# sbol-fasta
Pure-Rust FASTA → SBOL 3 importer for the `sbol-rs` ecosystem.
FASTA is the lowest-common-denominator sequence exchange format —
NCBI BLAST, UniProt downloads, every genome project, and most
bioinformatics tools either emit or accept it. This crate lets
`sbol-rs` ingest that data with zero new transitive dependencies.
Each `>header` record becomes one `sbol::Component` paired with one
`sbol::Sequence`. The component's biological type (DNA / RNA /
protein) and the sequence's EDAM encoding are auto-detected from the
alphabet of the sequence itself; the detection can be overridden
with `FastaImporter::with_alphabet` when the data is ambiguous.

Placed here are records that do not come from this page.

PR #691, opened 2021-07-14
Move dac.h to HAL

briskspirit:
LL, used by pedal only


board/stm32fx/stm32fx_config.h
```diff
@@ -75,6 +75,10 @@
   #include "stm32fx/llusb.h"
 #endif
 
+#ifdef PEDAL
```
robbederks, line 78: I'd be fine with not gating this on PEDAL if not needed

PR #697, opened 2021-07-21
Prevent Steering Temporarily Unavailable Fault

JasonJShuler:
This modification fixes the "Steering Temporarily Unavailable" error thrown on certain GM vehicles with a "picky" PSCM. When the error is thrown, the vehicle must be completely powered down to reset.
The error was first noticed on the Chevy Bolt EV, but has been found to occur on several other models.

This fix should be compatible with all GM vehicles, including those previously supported.

There were two situations that would cause a fault:
1. Engaging (typically after having disengaged, but also occasionally on initial engagement)
2. Seemingly at random during continuous use

The root cause is two-fold.
1. These PSCMs are intolerant of out-of-order rolling counter values
2. These PSCMs do not properly handle LKAS messages sent faster than 20ms apart

The existing Panda code (based on the Chevy Volt PSCM) does not ensure LKAS messages are sent with sequential rolling counters. When engaging and disengaging, or when the Panda code blocks a frame, gaps in the sequence occur. The newer steering columns do not permit this and hard-fault. Additionally Openpilot's LKAS messages are occasionally slightly delayed. We initially thought it was the delay causing the fault, when it is actually the shortened duration of the subsequent message.

Most likely the PSCM is using a single "last value received" buffer for the value received via CAN, then polling this value every 20ms for the torque-application code. When messages arrive faster than 20ms the previous value is overwritten before it can be "read," thus creating the appearance of a missed rolling counter value. (It is important to note that the stock LKAS hardware send messages every 20ms while active, and occasionally triggers this)

This solution:
Every time an LKAS message is going to be transmitted, we check that the rolling counter value is the correct next sequential value, and that the time since the last LKAS message is greater than 20ms. If these conditions are satisfied, we store the timestamp and rolling counter value and allow the transmission. If either condition is not satisfied, we simply block the transmission of the frame. After a maximum of 3 dropped frames the incoming rolling counter will be re-aligned, resulting in a maximum added lag of 60ms. In practice this timeframe is imperceptible.

(Note: the previous method for solving this issue was based on the incorrect assumption that it was the delayed messages causing the fault, rather than the truncated timespan after a delayed message. Turns out the complex timer code was not necessary at all. The PSCM is quite tolerant of lower frequency messages, just nothing faster than 20ms)

### DIFF
--- a/board/safety/safety_gm.h
+++ b/board/safety/safety_gm.h
@@ -18,6 +18,7 @@ const int GM_DRIVER_TORQUE_FACTOR = 4;
 const int GM_MAX_GAS = 3072;
 const int GM_MAX_REGEN = 1404;
 const int GM_MAX_BRAKE = 350;
+const uint32_t GM_LKAS_MIN_INTERVAL = 20000;    // 20ms minimum between LKAS frames
 const CanMsg GM_TX_MSGS[] = {{384, 0, 4}, {1033, 0, 7}, {1034, 0, 7}, {715, 0, 8}, {880, 0, 6},  // pt bus
                              {161, 1, 7}, {774, 1, 8}, {776, 1, 7}, {784, 1, 2},   // obs bus
                              {789, 2, 5},  // ch bus
@@ -33,6 +34,10 @@ AddrCheckStruct gm_rx_checks[] = {
   {.msg = {{417, 0, 7, .expected_timestep = 100000U}, { 0 }, { 0 }}},
 };
 const int GM_RX_CHECK_LEN = sizeof(gm_rx_checks) / sizeof(gm_rx_checks[0]);
+
+//LKAS vars for ensuring in-order, correct timing
+int gm_lkas_last_rc = -1;
+uint32_t gm_lkas_last_ts = 0;
 
 static int gm_rx_hook(CAN_FIFOMailBox_TypeDef *to_push) {
 
@@ -143,6 +148,7 @@ static int gm_tx_hook(CAN_FIFOMailBox_TypeDef *to_send) {
 
   // LKA STEER: safety check
   if (addr == 384) {
+    int rolling_counter = GET_BYTE(to_send, 0) >> 4;
     int desired_torque = ((GET_BYTE(to_send, 0) & 0x7U) << 8) + GET_BYTE(to_send, 1);
     uint32_t ts = microsecond_timer_get();
     bool violation = 0;
@@ -187,6 +193,23 @@ static int gm_tx_hook(CAN_FIFOMailBox_TypeDef *to_send) {
     if (violation) {
       tx = 0;
     }
+
+    //TODO: Maybe should be checked at the moment the frame is sent via CAN - rcv interrupt could maybe prevent sending??
+    if (tx == 1) {
+      uint32_t lkas_elapsed = get_ts_elapsed(ts, gm_lkas_last_ts);
+      int expected_lkas_rc = (gm_lkas_last_rc + 1) % 4;
+      //If less than 20ms have passed since last LKAS message or the rolling counter value isn't correct it is a violation
+      //TODO: The interval may need some fine tuning - testing the tolerance of the PSCM / send lag
+      if (lkas_elapsed < GM_LKAS_MIN_INTERVAL || rolling_counter != expected_lkas_rc) {
+        tx = 0;
+      }
+      else {
+        //otherwise, save values
+        gm_lkas_last_rc = rolling_counter;
+        gm_lkas_last_ts = ts;
+      }
+    }
+
   }
 
   // GAS/REGEN: safety check


board/safety/safety_gm.h
```diff
@@ -34,6 +35,10 @@ AddrCheckStruct gm_rx_checks[] = {
 };
 const int GM_RX_CHECK_LEN = sizeof(gm_rx_checks) / sizeof(gm_rx_checks[0]);
 
+//LKAS vars for ensuring in-order, correct timing
+int gm_lkas_last_rc = -1;
```
JasonJShuler, line 39: The -1 value ensures the first Rolling Counter value will be 0

board/safety/safety_gm.h
```diff
@@ -187,6 +193,22 @@ static int gm_tx_hook(CAN_FIFOMailBox_TypeDef *to_send) {
     if (violation) {
       tx = 0;
     }
+
+    //Check that approved LKAS message has correct rolling counter value and isn't arriving too soon
+    if (tx == 1) {
```
JasonJShuler, line 198: Using tx rather than violation just in case tx would ever be 0 without a violation. Since there are other, earlier operations setting the tx flag that may use different logic from the violation flag, this seems necessary.

jyoung8607:
This connects to commaai/openpilot#21557 and also the very old commaai/openpilot#476 (mainly listing that because of the involved end user's findings while troubleshooting). I spent a rather long time working with the end user of the more recent bug, and I broadly agree with how @JasonJShuler describes the problem.

Unfortunately, openpilot isn't that great at smooth isochronous message transmission, and I couldn't make it much better despite trying some fairly radical approaches at load reduction. The problem is helped, but not cured, by having openpilot send slower (at 33Hz instead of 50Hz, for example) but even then, things just seem to pile-up occasionally.

We can't reasonably fix the EPS rack behavior; it is what it is. The STM32 is our best bet at realtime policing or shaping. Unless and until such time as Panda takes over message generation directly, this PR is about the cleanest way I can think to mitigate the problem.

board/safety/safety_gm.h
```diff
@@ -187,6 +193,22 @@ static int gm_tx_hook(CAN_FIFOMailBox_TypeDef *to_send) {
...
+      uint32_t lkas_elapsed = get_ts_elapsed(ts, gm_lkas_last_ts);
+      int expected_lkas_rc = (gm_lkas_last_rc + 1) % 4;
+      //If less than 20ms have passed since last LKAS message or the rolling counter value isn't correct it is a violation
+      if (lkas_elapsed < GM_LKAS_MIN_INTERVAL || rolling_counter != expected_lkas_rc) {
```
jyoung8607, line 202: misra-c2012-12.1

```suggestion
      if ((lkas_elapsed < GM_LKAS_MIN_INTERVAL) || (rolling_counter != expected_lkas_rc)) {
```

adeebshihadeh:
These changes don't contribute to enforcing the safety. Why can't this be in openpilot?

jyoung8607:
> These changes don't contribute to enforcing the safety. Why can't this be in openpilot?

This wasn't exactly Plan A. openpilot doesn't seem to be able to keep timing closely enough to satisfy the EPS, even if we slow down the send rate or take other drastic load-reduction measures.

Speaking for myself, I understand this is sort of at the wrong abstraction layer, and I'm open to fixing it in openpilot if there exists a way to do so, but I've not found a way. Maybe table this until comma_con and chat about it then?

JasonJShuler:
One could argue that the unexpected, surprise hard-faulting of lateral control is a safety hazard.

The proposed changes are enforcing "protocol" requirements of the EPS/PSCM, similar to how the Panda double-checks torque limitations and accel/decel rates - essentially it is imperative that LKAS frames _never under any circumstances_ be sent less than 20ms after the previous LKAS frame. This is not something the OP code is (presently) capable of guaranteeing - as far as OP itself is concerned it _is_ sending them at 50hz. Any OP-side workaround should still be double-checked on the Panda same as the other double-checks.

Slowing the LKAS send rate in OP would result in OP operating different than the stock system and could risk future failures. Even if we were to slow the LKAS send rate, I would advise keeping this check in place - without it, it is possible for OP to glitch and kill lateral control.

JasonJShuler:
> These changes don't contribute to enforcing the safety. Why can't this be in openpilot?

One could argue that the unexpected, surprise hard-faulting of lateral control is a safety hazard.

The proposed changes are enforcing "protocol" requirements of the EPS/PSCM, similar to how the Panda double-checks torque limitations and accel/decel rates - essentially it is imperative that LKAS frames _never under any circumstances_ be sent less than 20ms after the previous LKAS frame. This is not something the OP code is (presently) capable of guaranteeing - as far as OP itself is concerned it _is_ sending them at 50hz. Any OP-side workaround should still be double-checked on the Panda same as the other double-checks.

Slowing the LKAS send rate in OP would result in OP operating different than the stock system and could risk future failures. Even if we were to slow the LKAS send rate, I would advise keeping this check in place - without it, it is possible for OP to glitch and kill lateral control.

adeebshihadeh:
> One could argue that the unexpected, surprise hard-faulting of lateral control is a safety hazard.

There is a concrete definition of safety in this context. I recommend reviewing the [openpilot safety model](https://github.com/commaai/openpilot/blob/master/SAFETY.md). Faulting is acceptable under this safety model. 
 
> The proposed changes are enforcing "protocol" requirements of the EPS/PSCM, similar to how the Panda double-checks torque limitations and accel/decel rates - essentially it is imperative that LKAS frames _never under any circumstances_ be sent less than 20ms after the previous LKAS frame. This is not something the OP code is (presently) capable of guaranteeing - as far as OP itself is concerned it _is_ sending them at 50hz. Any OP-side workaround should still be double-checked on the Panda same as the other double-checks.

I understand what this is doing, but this isn't the same as the other checks. There are a couple of key differences here. The existing checks enforce the safety through actuation limits. Another key difference here is that it's never expected for the messages to be blocked under normal operation, with the exception of braking messages during an AEB event in the Honda Nidec safety mode.

JasonJShuler:
Ultimately at this point the Panda seems to be the only place this issue can be corrected reliably. It is my opinion that we are working around buggy EPS code - it should not be ignoring any messages - but it does, we can't get GM to fix it, and the timing constraints cannot be reliably resolved on the OP side.

I got the impression in the comments on my previous port attempt that Geohot's primary concern was the Panda not generating its own messages. It was a while back - things may have changed, I may have misunderstood - and apologies if that is the case.

There are other things that can only be done on the panda that I was planning to issue PRs for.
 * In order to use the relay, we must monitor the rolling counter(s) from the stock camera and perform this same process to align with OP's rolling counter.
* In order to passthrough AEB, stock ACC, and prevent "Service Front Camera" warnings or DTCs forwarding must be implemented.
* If we are able to use AEB for longitudinal braking in vehicles without ACC, once again we will need to keep the rolling counters aligned. We will also need to add the messages to the database, and support them in the Pedal code
* Code to handle the use of the Pedal interceptor is required on both the OP and Panda sides (this will be required on Bolts pre-2022)

Not all of these things are 100% and only safety related, but there is no alternative to Panda code modification (at present), and using the relay at all will require this "alignment" code.

If this is unacceptable, I'm open to suggestions.

Thanks again for your time!

JasonJShuler:
I updated the code to match the existing violation patterns and mitigated my concerns over running an expensive modulo operation using a power of 2 shortcut (bitwise and vs division).

Since this flags frames as violations the same way other checks do, hopefully there is reduced concern over novel behavior.

tunabelly:
@JasonJShuler thanks so much for taking the time to make this. This will fix a lot of issues with the GM LKAS saying it's unavailable when a LKAS message comes slightly too soon. The GM system is super sensitive, and this will finally fix it!

Thanks again, you rock!

Verylukyguy:
Yes, thank you for solving this issue!  I've been using this fix for about 5,000 miles and have had no errors or faults.  As far as I can tell, this issue has been around since 12/18 and many people have been struggling with it.

You are the best.

adeebshihadeh:
I'm going to close this for the reasons mentioned above. We'll keep tracking this in the [openpilot issue](https://github.com/commaai/openpilot/issues/21557).

JasonJShuler:
> I'm going to close this for the reasons mentioned above. We'll keep tracking this in the [openpilot issue](https://github.com/commaai/openpilot/issues/21557).

I'm confused - I addressed your concerns in comments and code modification.
Is this some sort of personal issue?

jyoung8607:
This has nothing to do with personal feelings about anybody in this PR, it's purely a technical architecture decision about the right place to make the fix. I talked to @adeebshihadeh about this issue P2P at comma_con. Apologies for not updating the PR since then.

@Verylukyguy has been driving very successfully on a 25Hz message rate with a suitably altered ramp-rate and tune for >2000 miles, which means (as you well know, in fact, as you established) the EPS will tolerate that slower rate, which means we should probably use that in order to reduce our exposure to the oversensitive GM EPS. On top of that, he was still running your Panda modification. At the time I just wanted to make sure his vacation trip was successful.

We need to test with him to see how his car does without the modification. I think it may not do as well, but I also think there's a path forward if it doesn't. I had observed some issues with cumLagMs incrementing on his device, and if that's happening, that's something that needs to be addressed within core openpilot code. That won't necessarily be part of the GM car port.

JasonJShuler:
Thanks for the update - I included an explanation in the issue for why I still consider this necessary. The timing glitches are not the only thing that causes faults - essentially because the Panda blocks frames independent of OP and faster than OP can react, I can't see a way for OP to prevent gaps. This code (or something similar) is also necessary to ensure the transition from Camera to OP doesn't involve gaps or squashed timing.

The alternative I _really_ don't want to pursue (but will as a last resort to get these cars upstreamed) is to put this code on a separate microcontroller included in the wiring harness. This seems a little absurd to have to essentially have a duplicate panda enforcing timing...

FASTA carries no feature annotations — what you get back is a
Component with no `SequenceFeature`s. For annotated data, use
[`sbol-genbank`](../sbol-genbank/) instead.
## Quickstart
```rust
use sbol_fasta::FastaImporter;
let (document, report) =
FastaImporter::new("https://example.org/lab")?.read_path("genome.fasta")?;
println!(
"{} component(s) ({} DNA, {} RNA, {} protein)",
report.components, report.dna_records, report.rna_records, report.protein_records
);
document.check()?;
# Ok::<(), Box<dyn std::error::Error>>(())
```
## CLI
```sh
sbol import-fasta genome.fasta \
--namespace https://example.org/lab \
--to turtle \
-o genome.ttl \
--validate
# Override alphabet detection for ambiguous sequences:
sbol import-fasta peptide.fasta \
--namespace https://example.org/lab \
--alphabet protein \
--to turtle -o peptide.ttl
```
Accepted extensions: `.fasta`, `.fa`, `.fna`, `.faa`.
## Alphabet detection
| Sequence contains `U` or `u` | RNA |
| Sequence contains protein-only letters (`E`, `F`, `I`, `L`, `P`, `Q`, `Z`) | Protein |
| Anything else | DNA |
This handles the ambiguous case of FASTA files whose sequence is
pure `A`/`C`/`G`/`T` — these are also valid protein letters, but in
practice overwhelmingly mean DNA. Override with `--alphabet protein`
on the CLI or `.with_alphabet(Alphabet::Protein)` in the SDK when
the data is genuinely a peptide.
## Dependencies
`sbol-fasta` does not depend on a third-party FASTA parser; the
~100-line parser lives in
[`src/parser.rs`](src/parser.rs). Compared to pulling in
`noodles-fasta`, this saves four transitive dependencies (`bstr`,
`memchr`, `noodles-bgzf`, `noodles-core`) for what amounts to "split
on `>`, concatenate continuation lines."